▸ **Exercise requirements**
Below are the records; pull every line that includes "days".

= = = = = = =

PR #687, opened 2017-05-05
Reduce -Wconversion warnings for date-time code

krlmlr:
As discussed on [Rcpp-devel](http://lists.r-forge.r-project.org/pipermail/rcpp-devel/2017-April/009574.html).

### DIFF
--- a/inst/include/Rcpp/date_datetime/Date.h
+++ b/inst/include/Rcpp/date_datetime/Date.h
@@ -127,7 +127,7 @@ namespace Rcpp {
         // update m_tm based on m_d
         void update_tm() {
             if (R_FINITE(m_d)) {
-                time_t t = (time_t)(24*60*60 * m_d);      // (fractional) days since epoch to seconds since epoch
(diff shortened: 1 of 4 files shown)


inst/include/Rcpp/date_datetime/Date.h
```diff
@@ -127,7 +127,7 @@ namespace Rcpp {
         // update m_tm based on m_d
         void update_tm() {
             if (R_FINITE(m_d)) {
-                time_t t = 24*60*60 * m_d;      // (fractional) days since epoch to seconds since epoch
+                time_t t = (time_t)(24*60*60 * m_d);      // (fractional) days since epoch to seconds since epoch
```
coatless: I think you may need to use a `static_cast<time_t>()` in place of the c-style / regular cast.

eddelbuettel:
This looks good to me. It would help if we had more tests for some of the rounding etc issues, but blame for that is mostly on me.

= = = = = = =

▸ **Solution to the problem**
-                time_t t = (time_t)(24*60*60 * m_d);      // (fractional) days since epoch to seconds since epoch
-                time_t t = 24*60*60 * m_d;      // (fractional) days since epoch to seconds since epoch
+                time_t t = (time_t)(24*60*60 * m_d);      // (fractional) days since epoch to seconds since epoch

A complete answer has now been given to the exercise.